Monice, innej koleżance z czasów pływania, w pamięci zapadła inna scena: - On nigdy nie czuł skrępowania. Po treningu pływackim normalną rzeczą jest prysznic, bo trzeba się opłukać z chloru. Chłopcy kąpali się w slipkach, dziewczyny w strojach, a on jeden bez niczego. Zero wstydu. A jak chodziłyśmy go podglądać, to się puszył. Ale trzeba przyznać - jak się spiął, to na swoim dystansie nie miał sobie równych.

Zapowiadał się na dobrego pływaka, już pod koniec liceum postanowił, że nie sportem będzie zarabiał na życie. Do matury w 1995 roku, kiedy zdawał jego rocznik, nie przystąpił, a dwa miesiące później wstąpił do policji. Wychowawca J. spotkał go w szkole kilka lat później.

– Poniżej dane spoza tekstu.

PR #6496, opened 2020-09-02
Read liquid localized strings from token.json

yufeih:
Read from `yml/Conceptual.yml` --> `token.json` so we only consume one file from the template for localized string. Their contents are the same.

###### Microsoft Reviewers: [Open in CodeFlow](http://wpcp.azurewebsites.net/CodeFlowProtocolProxy2.php?pullrequest=https://github.com/dotnet/docfx/pull/6496)

### DIFF
--- a/src/docfx/template/TemplateEngine.cs
+++ b/src/docfx/template/TemplateEngine.cs
@@ -49,7 +49,7 @@ namespace Microsoft.Docs.Build
             _templateDefinition = PathUtility.LoadYamlOrJson<TemplateDefinition>(errors, _templateDir, "template") ?? new TemplateDefinition();
 
             _global = LoadGlobalTokens();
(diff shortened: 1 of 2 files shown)


mingwli:
> ⚠[AspNetCore.Docs](https://github.com/dotnet/AspNetCore.Docs)(00:00:14.6973453, 6010 more diff)

yml/Conceptual.yml --> token.json seems not totally the same

yufeih:
> > ⚠[AspNetCore.Docs](https://github.com/dotnet/AspNetCore.Docs)(00:00:14.6973453, 6010 more diff)
> 
> yml/Conceptual.yml --> token.json seems not totally the same

Yep and I'm patching pdf template: https://github.com/microsoft/templates.docs.msft.pdf/pull/19

partychen (approved):

PR #6498, opened 2020-09-03
Can cross-version referencing single-version uid

mingwli:
[AB#293823](https://dev.azure.com/ceapex/d3d54af3-265a-4f18-95f6-9a46397ca583/_workitems/edit/293823)

###### Microsoft Reviewers: [Open in CodeFlow](http://wpcp.azurewebsites.net/CodeFlowProtocolProxy2.php?pullrequest=https://github.com/dotnet/docfx/pull/6498)

### DIFF
--- a/src/docfx/build/xref/XrefResolver.cs
+++ b/src/docfx/build/xref/XrefResolver.cs
@@ -232,7 +232,7 @@ namespace Microsoft.Docs.Build
             if (_internalXrefMap.Value.TryGetValue(uid, out var specs))
             {
                 var spec = default(InternalXrefSpec);
-                if (!monikers.HasValue || !monikers.Value.HasMonikers)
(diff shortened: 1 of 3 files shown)


live1206 (approved):

src/docfx/build/xref/XrefResolver.cs
```diff
@@ -232,7 +232,7 @@ private static string RemoveSharingHost(string url, string hostName)
             if (_internalXrefMap.Value.TryGetValue(uid, out var specs))
             {
                 var spec = default(InternalXrefSpec);
-                if (!monikers.HasValue || !monikers.Value.HasMonikers)
+                if (specs.Length == 1 || !monikers.HasValue || !monikers.Value.HasMonikers)
```
yufeih, line 235: What exactly is the rule here? If we allow fallback to other versions (or better yet latest version), should line 244 also fallback?

PR #6511, opened 2020-09-04
Remove static variables in Chakra js engine

yufeih:
Makes it easier to abstract file IO for chakra core js engine because the `Require` method is currently `static`, and if we abstract IO operations, `Require` must access an instance of abstracted file system.

###### Microsoft Reviewers: [Open in CodeFlow](http://wpcp.azurewebsites.net/CodeFlowProtocolProxy2.php?pullrequest=https://github.com/dotnet/docfx/pull/6511)

### DIFF
--- a/src/docfx/lib/js/ChakraCoreJsEngine.cs
+++ b/src/docfx/lib/js/ChakraCoreJsEngine.cs
@@ -30,7 +30,6 @@ namespace Microsoft.Docs.Build
         {
             _scriptDir = scriptDir;
             _requireFunction = new JavaScriptNativeFunction(Require);
-            GCHandle.Alloc(_requireFunction, GCHandleType.Pinned);
 
             if (global != null)
             {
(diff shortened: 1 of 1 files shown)


src/docfx/lib/js/ChakraCoreJsEngine.cs
```diff
@@ -145,19 +121,21 @@ private static JavaScriptValue Run(string scriptPath)
...
                         exports,
                         JavaScriptValue.FromString(dirname),
-                        JavaScriptValue.CreateFunction(s_requireFunction),
+                        JavaScriptValue.CreateFunction(_requireFunction),
                         JavaScriptValue.CreateObject(),
                     });
 
-                return modules[scriptPath] = module.GetProperty(exportsProperty);
+                var moduleExports = module.GetProperty(exportsProperty);
+                moduleExports.AddRef();
```
live1206, line 129: keep this comment?
```
// Avoid exports been GCed by javascript garbage collector.
```

live1206 (approved):

PR #6513, opened 2020-09-07
Loc's uid override fallback's when path different

mingwli:
[AB#296459](https://dev.azure.com/ceapex/d3d54af3-265a-4f18-95f6-9a46397ca583/_workitems/edit/296459)

Loc's file path can be different with fallback's, and loc's should take higher priority.
e.g.
```
en-us: a.yml
loc: trans/a.yml
```
And hence if `a.yml` declares a uid `a`, `duplicate-uid` can be reported, which isn't the desired behavior.
###### Microsoft Reviewers: [Open in CodeFlow](http://wpcp.azurewebsites.net/CodeFlowProtocolProxy2.php?pullrequest=https://github.com/dotnet/docfx/pull/6513)

### DIFF
--- a/src/docfx/build/xref/InternalXrefMapBuilder.cs
+++ b/src/docfx/build/xref/InternalXrefMapBuilder.cs
@@ -126,6 +126,13 @@ namespace Microsoft.Docs.Build
                 return specsWithSameUid;
             }
 
+            // loc override fallback uid
+            if (specsWithSameUid.Length == 2 &&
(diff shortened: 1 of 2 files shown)


src/docfx/build/xref/InternalXrefMapBuilder.cs
```diff
@@ -126,6 +126,13 @@ private InternalXrefSpec[] AggregateXrefSpecs(string uid, InternalXrefSpec[] spe
                 return specsWithSameUid;
             }
 
+            // loc override fallback uid
+            if (specsWithSameUid.Length == 2 &&
```
yufeih, line 130: consider use filtering and not return directly here, there are more filtering below like moniker check.

yufeih (approved):

PR #6531, opened 2020-09-09
Virtualize file system access for template engine

yufeih:
Promote `Package` to abstract base class to allow different implementations like in memory for test, github for web etc. Apply this new virtualization to template engine.

This also makes it easier to access loose schema files for local validation.

[AB#298773](https://dev.azure.com/ceapex/Engineering/_workitems/edit/298773/)

###### Microsoft Reviewers: [Open in CodeFlow](http://wpcp.azurewebsites.net/CodeFlowProtocolProxy2.php?pullrequest=https://github.com/dotnet/docfx/pull/6531)


src/docfx/restore/LocalPackage.cs
```diff
@@ -0,0 +1,53 @@
...
+        public override IEnumerable<PathString> GetFiles()
+        {
+            if (!Directory.Exists(_directory))
+            {
+                throw Errors.Config.DirectoryNotFound(_directory).ToException();
+            }
+
+            return new FileSystemEnumerable<PathString>(_directory, ToPathString, s_enumerationOptions)
+            {
+                ShouldIncludePredicate = (ref FileSystemEntry entry) => !entry.IsDirectory && entry.FileName[0] != '.',
```
mingwli, line 32: >!entry.IsDirectory && entry.FileName[0] != '.' [](start = 72, length = 46)

Can this be shared with `PathUtility`

src/docfx/restore/PackageResolver.cs
```diff
@@ -2,281 +2,18 @@
...
 
 namespace Microsoft.Docs.Build
 {
-    internal class PackageResolver : IDisposable
+    internal abstract class PackageResolver : IDisposable
     {
-        // NOTE: This line assumes each build runs in a new process
-        private static readonly ConcurrentDictionary<(string gitRoot, string url, string branch), Lazy<PathString>> s_gitRepositories
-                          = new ConcurrentDictionary<(string gitRoot, string url, string branch), Lazy<PathString>>();
+        public abstract Package ResolvePackage2(PackagePath package, PackageFetchOptions options);
```
mingwli, line 11: >ResolvePackage2 [](start = 32, length = 15)

emmm, this name :/

test/docfx.Test/InMemoryPackage.cs
```diff
@@ -0,0 +1,32 @@
+// Copyright (c) Microsoft. All rights reserved.
```
928PJY, line 1: maybe we can add this file when we implement the in-memory spec test

src/docfx/restore/Restore.cs
```diff
@@ -79,7 +79,7 @@ private static void RestorePackages(ErrorBuilder errors, BuildOptions buildOptio
             ParallelUtility.ForEach(
                 errors,
                 GetPackages(config).Distinct(),
-                item => packageResolver.DownloadPackage(item.package, item.flags));
+                item => packageResolver.ResolvePackage(item.package, item.flags));
```
928PJY, line 82: >ResolvePackage [](start = 40, length = 14)

no need to change

src/docfx/template/TemplateEngine.cs
```diff
@@ -37,21 +35,19 @@ internal class TemplateEngine : IDisposable
...
-            };
-
-            _contentTemplateDir = Path.Combine(_templateDir, "ContentTemplate");
-            _schemaDir = Path.Combine(_contentTemplateDir, "schemas");
+                template = new PackagePath(Path.Combine(buildOptions.DocsetPath, "_themes"));
+            }
 
-            _templateDefinition = PathUtility.LoadYamlOrJson<TemplateDefinition>(errors, _templateDir, "template") ?? new TemplateDefinition();
+            _package = packageResolver.ResolvePackage2(template, PackageFetchOptions.DepthOne);
+            _templateDefinition = _package.TryReadYamlOrJson<TemplateDefinition>(errors, "template") ?? new TemplateDefinition();
```
928PJY, line 45: >_package.TryReadYamlOrJson<TemplateDefinition>(errors, "template") ?? new TemplateDefinition(); [](start = 34, length = 95)

make this a Lazy load since it is not always needed

src/docfx/restore/LocalPackage.cs
```diff
@@ -0,0 +1,53 @@
...
+                    ? entry.FileName.ToString()
+                    : string.Concat(entry.Directory.Slice(entry.RootDirectory.Length + 1), "/", entry.FileName);
+
+                return PathString.DangerousCreate(result);
+            }
+        }
+
+        public override string? TryGetPhysicalPath(PathString path)
+        {
+            var fullPath = Path.GetFullPath(Path.Combine(_directory, path));
```
928PJY, line 49: >GetFullPath [](start = 32, length = 11)

why use GetFullPath here but not in line#19?

src/docfx/build/context/Output.cs
```diff
@@ -103,6 +103,31 @@ public void Copy(string destRelativePath, FilePath file)
...
+        /// Throws if multiple threads trying to write to the same destination concurrently.
+        /// </summary>
+        public void Copy(string destRelativePath, Package package, PathString sourcePath)
+        {
+            EnsureNoDryRun();
+
+            _queue.Post(() =>
+            {
+                var targetPhysicalPath = GetDestinationPath(destRelativePath);
+                var sourcePhysicalPath = package.TryGetPhysicalPath(sourcePath);
```
928PJY, line 117: in which case you cannot get the physical path but be able to readStream?

src/docfx/restore/LocalPackageResolver.cs
```diff
@@ -0,0 +1,284 @@
...
+
+using System;
+using System.Collections.Concurrent;
+using System.Collections.Generic;
+using System.Diagnostics.CodeAnalysis;
+using System.IO;
+
+namespace Microsoft.Docs.Build
+{
+    internal class LocalPackageResolver : PackageResolver
```
928PJY, line 12: >LocalPackageResolver [](start = 19, length = 20)

should there be only one PackageResolver, which return different kind of Package?

src/docfx/template/MustacheTemplate.cs
```diff
@@ -199,15 +200,15 @@ private static bool IsTruthy(JValue value)
 
         private BlockToken? GetTemplate(string name)
         {
-            return _templates.GetOrAdd(name, key =>
+            return _templates.GetOrAdd(_baseDirectory.Concat(new PathString(name)), key =>
```
928PJY, line 203: >_baseDirectory.Concat(new PathString(name)) [](start = 39, length = 43)

just use the name as cache key to avoid useless computation

src/docfx/restore/LocalPackage.cs
928PJY: seems the `_directory` is already an absolute path, it is necessary to call `GetFullPath` here？

src/docfx/restore/PackageResolver.cs
928PJY: how about make this `ResolvePackage`, and rename the following `ResolvePackage` to `ResolvePackagePath`

---
In reply to: [486133240](https://github.com/dotnet/docfx/pull/6531#discussion_r486133240) [](ancestors = 486133240)

src/docfx/restore/LocalPackage.cs
yufeih: Yes, to normalize path in case path is a relative path. E.g., `Path.Combine("C:/a", "../b")` give `C:/a/../b` but ideally this method should return `C:/b`

src/docfx/restore/Package.cs
```diff
@@ -0,0 +1,60 @@
...
+            using var reader = ReadText(path);
+            return reader.ReadToEnd();
+        }
+
+        public virtual TextReader ReadText(PathString path)
+        {
+            return new StreamReader(ReadStream(path));
+        }
+
+        public T? TryReadYamlOrJson<T>(ErrorBuilder errors, string pathWithoutExtension) where T : class, new()
```
928PJY, line 41: >TryReadYamlOrJson [](start = 18, length = 17)

why not split this to two functions? in which case we need this fallback logic?

src/docfx/template/TemplateEngine.cs
```diff
@@ -37,21 +35,22 @@ internal class TemplateEngine : IDisposable
...
 
-            _templateDefinition = PathUtility.LoadYamlOrJson<TemplateDefinition>(errors, _templateDir, "template") ?? new TemplateDefinition();
+            _global = _package.TryReadYamlOrJson<JObject>(errors, "ContentTemplate/token") ?? new JObject();
 
-            _global = LoadGlobalTokens();
-            _liquid = new LiquidTemplate(_templateDir, _global);
-            _js = new ThreadLocal<JavaScriptEngine>(() => JavaScriptEngine.Create(_contentTemplateDir, _global));
-            _mustacheTemplate = new MustacheTemplate(_contentTemplateDir, _global, jsonSchemaTransformer);
+            _liquid = new LiquidTemplate(_package, _global);
+            _js = new ThreadLocal<JavaScriptEngine>(() => JavaScriptEngine.Create(_package, _global));
```
928PJY, line 52: Consider passing the basePath `contentTemplate` to JS engine when creating it, so no need to prepend it when run the scripts

src/docfx/template/liquid/LiquidTemplate.cs
```diff
@@ -78,17 +66,37 @@ public string Render(string templateName, SourceInfo<string?> mime, JObject mode
...
-            return Path.Combine((string)context["theme_rel"], resourcePath);
+            return t_package?.TryGetPhysicalPath(new PathString(resourcePath));
         }
 
-        private static Template LoadTemplate(string fullPath)
+        private Template LoadTemplate(PathString path)
         {
-            var template = Template.Parse(File.ReadAllText(fullPath));
+            return _templates.GetOrAdd(path, new Lazy<Template?>(() => LoadTemplateCore(path))).Value
+                ?? throw Errors.Template.LiquidNotFound(path).ToException(isError: false);
```
928PJY, line 88: >path [](start = 56, length = 4)

we have discussed this before, if we report a error message like `{layout}.liquid.js` not found, it may be confused to the end user since the layout is transport to the end user, so please keep the original error message based on `mime`

src/docfx/template/liquid/LiquidTemplate.cs
```diff
@@ -78,17 +66,37 @@ public string Render(string templateName, SourceInfo<string?> mime, JObject mode
...
         {
-            return Path.Combine((string)context["theme_rel"], resourcePath);
+            return t_package?.TryGetPhysicalPath(new PathString(resourcePath));
         }
 
-        private static Template LoadTemplate(string fullPath)
+        private Template LoadTemplate(PathString path)
         {
-            var template = Template.Parse(File.ReadAllText(fullPath));
+            return _templates.GetOrAdd(path, new Lazy<Template?>(() => LoadTemplateCore(path))).Value
```
928PJY, line 87: >new Lazy [](start = 45, length = 8)

lazy is not neccessary here?

src/docfx/template/TemplateEngine.cs
```diff
@@ -91,17 +90,15 @@ public JsonSchemaValidator GetSchemaValidator(SourceInfo<string?> mime)
...
         {
             var layout = model.RawMetadata?.Value<string>("layout") ?? mime.Value ?? throw new InvalidOperationException();
-            var themeRelativePath = _templateDir;
 
             var liquidModel = new JObject
             {
                 ["content"] = model.Content,
                 ["page"] = model.RawMetadata,
                 ["metadata"] = model.PageMetadata,
-                ["theme_rel"] = themeRelativePath,
```
928PJY, line 101: >theme_rel [](start = 18, length = 9)

this is not used any more?

src/docfx/restore/Restore.cs
928PJY: then remove the `DownloadPackage` from `localPackageResolver`

---
In reply to: [486173641](https://github.com/dotnet/docfx/pull/6531#discussion_r486173641) [](ancestors = 486173641)

src/docfx/template/MustacheTemplate.cs
928PJY: maybe PathString would be better to keep constant with others

---
In reply to: [486780502](https://github.com/dotnet/docfx/pull/6531#discussion_r486780502) [](ancestors = 486780502)

928PJY (approved):
:shipit:

PR #6550, opened 2020-09-14
Support public template

928PJY:
For now, to run the local validation, we still need to clone the template repository, but it is private, so it is not accessible for the public contributors. but the schemas are already public and organized by this definition file: https://static.docs.com/ui/latest/schemas/schema_config.json.

[AB#288440](https://dev.azure.com/ceapex/d3d54af3-265a-4f18-95f6-9a46397ca583/_workitems/edit/288440)

###### Microsoft Reviewers: [Open in CodeFlow](http://wpcp.azurewebsites.net/CodeFlowProtocolProxy2.php?pullrequest=https://github.com/dotnet/docfx/pull/6550)

### DIFF
--- a/docs/specs/schema.yml
+++ b/docs/specs/schema.yml
@@ -485,3 +485,27 @@ outputs:
         {"asset_id": "original_b", "original_type": "Conceptual"},
       ]
     }
+---
+# Support public template
+inputs:
+  docfx.yml: |
+    template: "https://static.docs.com/ui/latest"
+  docs/a.yml: |
+    #YamlMime:TestData
+    test: b.md
+  docs/b.md:
+remoteFiles:
+  https://static.docs.com/ui/latest/schemas/TestData.schema.json: |
+    {
+      "renderType": "component",
+      "type": "object",
+      "properties": {
+        "test": {"contentType": "Href"},
+      }
+    }
+outputs:
+  docs/a.json: |
+    {
+      "test": "b"
+    }
+  docs/b.json:
--- a/docs/specs/schema.yml
+++ b/docs/specs/schema.yml
@@ -494,7 +494,7 @@ inputs:
     #YamlMime:TestData
     test: b.md
   docs/b.md:
-remoteFiles:
+http:
   https://static.docs.com/ui/latest/schemas/TestData.schema.json: |
     {
       "renderType": "component",
--- a/src/docfx/config/TestQuirks.cs
+++ b/src/docfx/config/TestQuirks.cs
@@ -11,6 +11,8 @@ namespace Microsoft.Docs.Build
 
         public static Func<string, string>? GitRemoteProxy { get; set; }
 
+        public static Func<string, string?>? RemoteFileProxy { get; set; }
+
         public static bool? Verbose { get; set; }
     }
 }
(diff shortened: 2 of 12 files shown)


src/docfx/restore/PackageResolver.cs
```diff
@@ -44,9 +44,13 @@ public bool TryResolvePackage(PackagePath package, PackageFetchOptions options,
             }
         }
 
-        public Package ResolveAsPackage(PackagePath package, PackageFetchOptions options)
+        public Package ResolveAsPackage(PackagePath package, PackageFetchOptions options, FileResolver fileResolver)
```
yufeih, line 47: consider putting `FileResolver` as a member, if there is circular dependency, use `Lazy<FileResolver>`
```suggestion
        public Package ResolveAsPackage(PackagePath package, PackageFetchOptions options)
```

docs/specs/schema.yml
```diff
@@ -485,3 +485,27 @@ outputs:
...
+---
+# Support public template
+inputs:
+  docfx.yml: |
+    template: "https://static.docs.com/ui/latest"
+  docs/a.yml: |
+    #YamlMime:TestData
+    test: b.md
+  docs/b.md:
+remoteFiles:
```
yufeih, line 497: nit: consider `http`?
```suggestion
http:
```

src/docfx/restore/PublicTemplatePackage.cs
```diff
@@ -0,0 +1,51 @@
...
+        public override IEnumerable<PathString> GetFiles()
+        {
+            throw new NotSupportedException();
+        }
+
+        public override Stream ReadStream(PathString path) => _fileResolver.ReadStream(GetPath(path));
+
+        public override PathString? TryGetPhysicalPath(PathString path)
+        {
+            if (_fileResolver.TryResolveFilePath(GetPath(path), out var fullPath))
```
yufeih, line 35: We should never hit this right?
```suggestion
            throw new NotSupportedException();
```

src/docfx/restore/PublicTemplatePackage.cs
```diff
@@ -0,0 +1,51 @@
...
+
+        public PublicTemplatePackage(string baseUrl, FileResolver fileResolver)
+        {
+            _baseUrl = new Uri($"{baseUrl.TrimEnd('/')}/");
+            _fileResolver = fileResolver;
+        }
+
+        public override bool Exists(PathString path)
+        {
+            return _fileResolver.TryResolveFilePath(GetPath(path), out _);
```
yufeih, line 23: We should never hit this right?
```suggestion
    throw new NotSupportedException();
```

928PJY: it has been used when getting the schema

---
In reply to: [488341115](https://github.com/dotnet/docfx/pull/6550#discussion_r488341115) [](ancestors = 488341115)

src/docfx/config/TestQuirks.cs
```diff
@@ -11,6 +11,8 @@ internal static class TestQuirks
 
         public static Func<string, string>? GitRemoteProxy { get; set; }
 
+        public static Func<string, string?>? RemoteFileProxy { get; set; }
```
yufeih, line 14:
```suggestion
        public static Func<string, string?>? HttpProxy { get; set; }
```

yufeih (approved):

- Pytał o możliwość przystąpienia go egzaminu. Słyszałem, że został policjantem, ale odziany w jakąś drogą skórę, ze złotym łańcuchem i pierścieniami wyglądał raczej jak złodziej samochodów - wspomina nauczyciel.

Lubił dobre bryki

Służbę we wrocławskiej policji Tomek zaczął od samego dołu - został aplikantem w oddziale prewencji. W notatce służbowej z czasów jego szkolenia można przeczytać: "Nie sprawiał żadnych kłopotów wychowawczych. Należał do policjantów łatwo przyswajających wiedzę teoretyczną i praktyczną". Po rocznym przeszkoleniu 1 maja 1996 roku został pełnoprawnym funkcjonariuszem policji, a cztery miesiące później na własną prośbę przeniesiony do batalionu zabezpieczania miasta KWP we Wrocławiu.

Ale nie miał zamiaru być zwykłym "psem" patrolującym ulice. W 1997 roku z oceną dobrą kończy szkolenie podoficerskie w szkole policyjnej w Słupsku. Rozpoczyna pracę w sekcji kryminalnej. To czas, kiedy Wrocław przoduje w policyjnych statystykach kradzieży samochodów. W odpowiedzi w policji powstaje zespół zajmujący się tylko i wyłącznie zwalczaniem tego procederu. Tomek dołącza do grupy. Od kolegów otrzymuje ksywkę "Kola".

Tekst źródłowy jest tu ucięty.